Прости же, мой драгоценный друг, что начинаю письмо с рассказа о ней, но ведь мы с нею — одно и говорить с тобою о ней — значит говорить и о себе, а ты во всех письмах попрекаешь, что я мало о себе рассказываю.
Как я уже написал, мне лучше, много лучше, и, слава Богу, я начинаю дышать, ибо мучение мое было непереносимо: быть веселым, смеющимся перед светом, перед всеми, с кем встречался ежедневно, тогда как в душе была смерть — ужасное положение, которого я не пожелал бы и злейшему врагу. Все же потом бываешь вознагражден — пусть даже одной той фразой, что она сказала; кажется, я написал ее тебе — ты же единственный, кто равен ей в моей душе: когда я думаю не о ней, то о тебе. Однако не ревнуй, мой драгоценный, и не злоупотреби моим доверием: ты-то останешься навсегда, что же до нее — время окажет свое действие и ее изменит, так что ничто не будет напоминать мне ту, кого я так любил. Ну, а к тебе, мой драгоценный, меня привязывает каждый новый день все сильнее, напоминая, что без тебя я был бы ничто.
В Петербурге ничего интересного: да и каких рассказов ты хотел бы, коли ты в Париже, а ты источник всех моих удовольствий и душевных волнений, и ты легко можешь найти себе развлечения — от полишинеля на бульварах до министров в Палате, от суда уголовного до суда пэров. Я в самом деле завидую твоей жизни в Париже — это время должно быть интересным, а наши газеты, как ни усердствуй, способны лишь весьма слабо воспроизвести красноречие и отвагу убийцы Луи-Филиппа [Фиески, неудачно покушавшийся на короля]…»

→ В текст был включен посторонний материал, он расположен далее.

PR #200, opened 2018-09-19
WIP add images from registry

jordimassaguerpla:
We are not using rpms anymore to deploy containers for caasp4(SLE15).
However, we would like to choose which images we use, so we will use a
patch instead of a sed command.

### DIFF
--- a/packaging/suse/set_caasp_images.patch
+++ b/packaging/suse/set_caasp_images.patch
@@ -1,0 +1,178 @@
+diff --git a/activate.sh b/activate.sh
+index ccd9d84..c002ece 100755
+--- a/activate.sh
++++ b/activate.sh
+@@ -11,7 +11,7 @@ test -f ${DIDRUNFILE}  && exit 0
+ # Make sure that the controller node looks for the local pause image
+ # TODO: remove this as soon as possible. As an idea, we could use a systemd drop-in unit.
+ if ! grep "pod-infra-container-image" /etc/kubernetes/kubelet &> /dev/null; then
+-  sed -i 's|^KUBELET_ARGS="|KUBELET_ARGS="--pod-infra-container-image=sles12/pause:1.0.0 |' /etc/kubernetes/kubelet
++  sed -i 's|^KUBELET_ARGS="|KUBELET_ARGS="--pod-infra-container-image=registry.suse.de/devel/casp/head/controllernode/images_container_base/sles12/pause:1.0.0 |' /etc/kubernetes/kubelet
+ fi
+ 
+ # Make sure etcd listens on 0.0.0.0
+diff --git a/manifests/haproxy.yaml b/manifests/haproxy.yaml
+index d10f01c..9718ad5 100644
+--- a/manifests/haproxy.yaml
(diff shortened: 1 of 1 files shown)


jordimassaguerpla:
I don't like very much this thing but I don't know how to make it work with kubic and caasp. I wanted to keep compatibility with sle12 since we don't yet have the sle15 image, but this is a "nice to have" thing.

@davidcassany @bergmannf : any ideas on how to do this differently?

jordimassaguerpla:
what if we had yaml files for each version? like public.yaml.caasp4, private.yaml.caasp4, public.yaml.caasp3, private.yaml.caasp3, public.yaml.kubic, etc...

And then in the package we install one or the other depending on the build architecture. How does it sound?

bergmannf:
I think using the concrete versions might be a problem - I don't know how often those change, but whenever they do we have to change the `patch`.

Maybe there is a way to use one of those `source-services` to generate the patched-in images to use the latest tag available under a certain image-name from registry.suse.de?

Also - if we do it like this, I think using the same approach in `kubernetes-salt` makes sense, to use a placeholder in case of using registry.suse.de and patching the concrete images in during build time.

jordimassaguerpla:
Having some automation in place would be great. Actually, once we were discussing with @davidcassany about getting the information from the build service by generating some metadata packages with each image build, and requiring this metadata when building c-c-m package (and k8s-salt).

The key point is to know if the tags will change that much.

Thus, will velum image be tagged on velum version, which changes on each commit, or will the velum image be tagged with a more stable number, as 0.0?

jordimassaguerpla:
https://github.com/kubic-project/rfc/pull/7

jordimassaguerpla:
I agree using the patch is not a good approach.

If we were using some kind of obs trick to get the tag, should we leave some defaults in case we don't use the RPM?

@ereslibre @MaximilianMeister : Are the development environments using the manifests files without the RPM?

jordimassaguerpla:
@bergmannf : Right now we are using the images based on sle12, like registry.suse.de/devel/casp/head/controllernode/images_container_base/sles12/velum:0.0, which have a tag that does not change.

What if we used this as a default until we have the automation in place?

jordimassaguerpla:
If we were using, as a first step, the ones based in sle12: registry.suse.de/devel/casp/head/controllernode/images_container_base/sles12/velum:0.0 we could easily do that by setting the _base_image variable to registry.suse.de/devel/casp/head/controllernode/images_container_base/sles12 in the spec file.

Then on a second step, we could use the obs mechanism.

How does it sound?

bergmannf:
@jordimassaguerpla  I think setting the `_base_image` would be cleaner than the patch - I didn't know that we were already using `sed` in the spec-file. To get something working I would be fine with that.

AFAIK the dev environment is using the packaged `rpm` files right now (except for `velum` which is modified on the fly - but I think that is also adjusted on the fly, so we might have to change the `automation` around that to correspond to the new image names): but let's wait for @MaximilianMeister or @ereslibre to chime in on that part.

PR #201, opened 2018-09-20
use the sles12 images from registry.suse.de

jordimassaguerpla:
This is a first step towards using the registry.
We will use an internal one in registry.suse.de
Later, we will use the registry.suse.com for caasp and
registry.opensuse.org for kubic, however, we have to figure out the
tagging strategy if we want to use kubic images or images based on
sle15.

Thus, for now, we start using the sles12 images which have a fixed tag.

### DIFF
--- a/packaging/suse/make_spec.sh
+++ b/packaging/suse/make_spec.sh
@@ -42,7 +42,8 @@ cat <<EOF > ${NAME}.spec
 %endif
 
 %if 0%{?suse_version} == 1500 && !0%{?is_opensuse}
-  %define _base_image caasp
+  # Use the sles12 images from the registry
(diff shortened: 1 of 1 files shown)


bergmannf:
@davidcassany Ah good clarification, I didn't realize the `sle` vs `suse` prefix - in which case I would assume using `sle_version` everywhere, where we want to detect sle15 would be the right way to go.

jordimassaguerpla:
Using sle_version may not be very reliable https://lists.opensuse.org/opensuse-buildservice/2014-11/msg00026.html 

I am still confused when it comes to detect the suse/sles version, to be honest.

«Петербург, 6 марта 1836 г.
Мой дорогой друг, я все медлил с ответом, ведь мне было необходимо читать и перечитывать твое письмо. Я нашел в нем все, что ты обещал: мужество для того, чтобы снести свое положение. Да, поистине, в самом человеке всегда достаточно сил, чтобы одолеть все, с чем он считает необходимым бороться, и Господь мне свидетель, что уже при получении твоего письма я принял решение пожертвовать этой женщиной ради тебя. Решение мое было великим, но и письмо твое было столь добрым, в нем было столько правды и столь нежная дружба, что я ни мгновения не колебался. С той же минуты я полностью изменил свое поведение с нею: я избегал встреч так же старательно, как прежде искал их; я говорил с нею со всем безразличием, на какое был способен, но думаю, что не выучи я твоего письма, мне недостало бы духу. На сей раз, слава Богу, я победил себя, и от безудержной страсти, что пожирала меня 6 месяцев, о которой я говорил во всех письмах к тебе, во мне осталось лишь преклонение да спокойное восхищение созданьем, заставившим мое сердце биться столь сильно.